RSF telah terlibat dalam perang saudara berdarah dengan tentara Sudan sejak tahun 2023, dalam konflik yang telah menewaskan puluhan ribu orang dan membuat lebih dari 12 juta orang mengungsi. Pasukan paramiliter menyerbu el-Fasher, benteng terakhir tentara di Darfur, pada hari Ahad setelah 17 bulan pengepungan.
Pemerintah Sudan mengatakan pada hari Rabu bahwa setidaknya 2.000 orang telah terbunuh di kota tersebut sejak saat itu, sementara lembaga bantuan mengatakan mereka telah menerima laporan yang dapat dipercaya mengenai kekejaman tersebut, termasuk eksekusi mendadak, serangan terhadap warga sipil di sepanjang rute pelarian, dan penggerebekan dari rumah ke rumah. Kekerasan seksual, khususnya terhadap perempuan dan anak perempuan, juga dilaporkan terjadi di kota tersebut, kata mereka.
Jatuhnya El-Fasher membuat RSF hampir menguasai sepenuhnya wilayah Darfur yang luas dan telah meningkatkan kekhawatiran akan perpecahan lagi di Sudan, lebih dari satu dekade setelah pembentukan Sudan Selatan.
Pemerintah Sudan yang berhaluan militer juga menuduh RSF pada hari Rabu menyerang warga sipil di masjid-masjid selama pengambilalihan kota tersebut baru-baru ini. “Lebih dari 2.000 warga sipil terbunuh selama invasi milisi ke el-Fasher, yang menargetkan para sukarelawan di masjid-masjid dan Bulan Sabit Merah,” kata Mona Nour Al-Daem, petugas bantuan kemanusiaan untuk pemerintah Sudan.

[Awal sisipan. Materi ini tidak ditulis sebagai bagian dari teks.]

PR #3887, opened 2017-11-28
Add note about mass assignment during seeding

luiz-brandao:
Today I learned, after some struggle, that mass assignment protection is disabled during seeding. It might be useful to add a note somewhere in the docs about it.

I'm submitting another PR, adding the same note in the `Eloquent` section, so you can chose the best place to add the note in case you judge it pertinent.

### DIFF
--- a/seeding.md
+++ b/seeding.md
@@ -44,6 +44,8 @@ As an example, let's modify the default `DatabaseSeeder` class and add a databas
         }
     }
 
+> {note} Mass Assignment protection is disabled during seeding.
+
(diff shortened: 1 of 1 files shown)


taylorotwell:
What struggle did you have?

luiz-brandao:
I was trying to reuse some code from a controller to quickly pre-populate the database with existing testing data. The code relied on the mass assignment protection to "filter" the data from the request. I was confused until I found some similar discussion about the subject.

Koresponden Aljazirah, melaporkan dari Khartoum, mengatakan video di media sosial yang diambil oleh RSF menunjukkan para pejuang “menembak warga sipil yang mencoba melarikan diri”. “Video terbaru dan paling meresahkan yang muncul adalah para pejuang yang berkeliaran di tempat yang diidentifikasi sebagai Rumah Sakit Saudi di kota el-Fasher, mengeksekusi pasien,” kata Morgan.
Penyintas yang meninggalkan kota mengatakan sedikitnya 500 orang mencari perlindungan di rumah sakit. Di antara mereka yang tewas adalah petugas kesehatan, tambah Morgan. Tedros Adhanom Ghebreyesus, direktur jenderal Organisasi Kesehatan Dunia (WHO), mengatakan lebih dari 460 orang tewas di Rumah Sakit Bersalin Saudi.
Dia mengatakan WHO “terkejut dan sangat terkejut” dengan laporan tersebut. Jaringan Dokter Sudan mengatakan para pejuang RSF pada hari Selasa “dengan darah dingin membunuh semua orang yang mereka temukan di dalam Rumah Sakit Saudi, termasuk pasien, rekan mereka, dan siapa pun yang ada di bangsal”.